Both white bishops are on white squares, both black bishops on black; an
interesting asymmetry. The white king starts on a black square; and the
black, on a white, as are their castling squares. Here are two openings I
1)	d4		d5
2)	f1-e3		e6 rather than c6, allowing check
3)	e1-b4		f1-d2 white attempts trade of B for N, black   
declines, but N placement blocks Bs
4)	b3		b7
5)	c4		c5
6)	Pxc5		Pxc5
7)	b4-a5 check	e7-b6 if 7) ... d8-e7, 8) PxP PxP 9) NxP check
8)	BxN check	PxB
9)	PxP		PxP
10)	NxP		a8-a6
white may continue by castling or by c1-g5 check, with much the better
The way this played out, I felt black should not directly contest the
center of the board with 1) ... d5
The second opening:
1)	d4		e3 
2)	c1-f4		b8-c6
3)	c3		d5
4)	b1-d2		b6
5)	e4		c8-b7
6)	PxP		PxP
7)	f1-e3		c6-e7
8)	BxP check	KxB probably a serious blunder on white's part
9)	c3-c4		a8-d8
10)	PxP		NxP possibly better if ... BxP
11)	NxN check	BxN
12)	O-O check	e8-c6 white has a passed pawn that is going nowhere fast for
a lost bishop

As I am not the best of players, and cannot play chess against myself,
these openings are not of the highest quality - the B sacrifice, in
particular, was poor, as it could not be followed up. White may actually
have an edge in this variant, but I am certainly not good enough to 
tell, only to suspect this is the case.
However, I do get some clearer impressions of this variant. I think the geometry
is important, as I feel these games are not as subtle as FIDE chess. Two
of six non-royal pieces can never directly interact*, yet they attack the
two most likely squares the opponent's king will occupy. Checks appear to
be easier in the opening. I always had the urge to trade one of my bishops
for the 'opponent's' knight, believing this is advantageous. I think
the openings and patterns of threats are considerably reduced, and less
subtle, because of the geometry. The game gives me more the feel of a
bludgeon than a rapier. This could be because of my style of play,
however. I do believe the knight is worth more than the bishop, and I'd
definitely prefer to have 2 knights and 1 bishop against 2 bishops and 1
knight. I would also think this admittedly very preliminary analysis has some
relevance for your other 7x8 variants and the 58 square variants, 
as the geometry is basically similar. I would suggest a variant of this
game on a 7x9 board, but I wonder if the draw potential goes up. For what
my opinion is worth, I think this is an interesting variant, but FIDE
chess is better, and better because of its' geometry. The 8x8 board
allows better pawn moves in the opening and balances the bishops.

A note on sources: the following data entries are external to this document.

PR #4540, opened 2023-07-19
Trigger local hotspot store cleanup when a file is closed

duncanp-sonar:
Part of #4509

### DIFF
--- a/src/IssueViz.Security/Hotspots/DocumentClosedHandler.cs
+++ b/src/IssueViz.Security/Hotspots/DocumentClosedHandler.cs
@@ -31,16 +31,16 @@ namespace SonarLint.VisualStudio.IssueVisualization.Security.Hotspots
     internal sealed class DocumentClosedHandler : IDisposable
     {
         private readonly IDocumentEvents documentEvents;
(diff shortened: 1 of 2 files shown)


src/IssueViz.Security/Hotspots/DocumentClosedHandler.cs
```diff
@@ -0,0 +1,65 @@
...
+using System.ComponentModel.Composition;
+using System.Threading.Tasks;
+using Microsoft.VisualStudio.Threading;
+using SonarLint.VisualStudio.Core;
+
+namespace SonarLint.VisualStudio.IssueVisualization.Security.Hotspots
+{
+    [Export(typeof(DocumentClosedHandler))]
+    [PartCreationPolicy(CreationPolicy.Shared)]
+    internal sealed class DocumentClosedHandler : IDisposable
```
duncanp-sonar, line 31: Simple class that does the cleanup.

It isn't being created anywhere yet; I'll do that in the next PR. I'll either have to move some classes around so we can create it at the point we need it, or do some other MEF tweaks.

georgii-borovinskikh-sonarsource (approved):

*This would seem to increase the subtlety on the surface, but that's not
the impression I got moving pieces.
I see Peter Aronson** and Doug Chatham anticipated a couple of my observations. 
To Doug, I believe the answer to your question is: 'yes'.
To Peter, I'm real new at this, could you direct me to your sources? Thanks. 
**My error on confusing Spinster queens and Sinister queens - 
apparently Mr. Aronson does not confirm my suspicion that white has 
the advantage in the 7x8 variants, as Sinister Queens is 8x8.